ACTIVITY — For each line of the listing that contains "Spanish", make a copy and return it.

DATA FOR THIS EXERCISE —
PR #227, opened 2021-07-12
Adjust language around sender key protection

andrewwhitehead:
A first draft, as discussed in the June 14th DIDComm WG meeting


dhh1128 (commented):
I find myself wanting to add a sentence that explains that at every level of wrapping, the sender's DID and key can be different. Outer envelopes can use anoncrypt (in which case the DID of the sender will mean nothing to the mediator or parties that can observe the plaintext seen by the mediator). It's mainly the innermost envelope that matters here -- so the only eavesdropper that degrades the story here is the eavesdropper on an agent that terminates a delivery route. Right?

Issue #226, opened 2021-07-10
Are we going to address Internationalization / localization?


TelegramSam:
DIDComm V1 has a way to indicate language and alternative translations within a message. Is that something we wish to include in v2?

kdenhartog:
We'll need to decide if we want to defer this issue or set it as a v2 issue as well. I tend to think we're going to need to address this in a baseline V2 although I have no expertise in this area.

kdenhartog:
@dhh1128 said on #152
> We need enough i18n support in DIDComm v2 to prevent a variety of incompatible solutions from arising. We should explain how a DIDComm protocol can solve 2 problems:
> 
>     1. Clarify the lang of a field ("These instructions for the loan applicant are in Spanish.")
> 
>     2. Allow fields in a message to have the same semantic role, but provide content in different languages. ("Here's the French equivalent of the Spanish instructions field.")
> 
> 
> This is likely to require much less complexity than the i18n mechanism proposed for DIDComm v1 -- but perhaps it will use a subset of it?

Moving the comment here so that we can consolidate the discussions

TelegramSam:
closed, given the approved content.

PR #235, opened 2021-07-19
First cut at i18 section

dhh1128:

This content is not ready to merge, because the new file isn't referenced in the spec.js file anywhere. I wanted to see if we agreed on the ideas before inserting them somewhere.


dhh1128:
Fixes #226

dhh1128:
Remove inline.
Define error code for "Can't read that language. Can you send me this other one? `<lang code>`"
Define how to use Feature Discovery to find out the lang of the other party.
Make `lang` setting sticky.

kdenhartog (approved):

COMPLETED EXERCISE —
>     1. Clarify the lang of a field ("These instructions for the loan applicant are in Spanish.")
>     2. Allow fields in a message to have the same semantic role, but provide content in different languages. ("Here's the French equivalent of the Spanish instructions field.")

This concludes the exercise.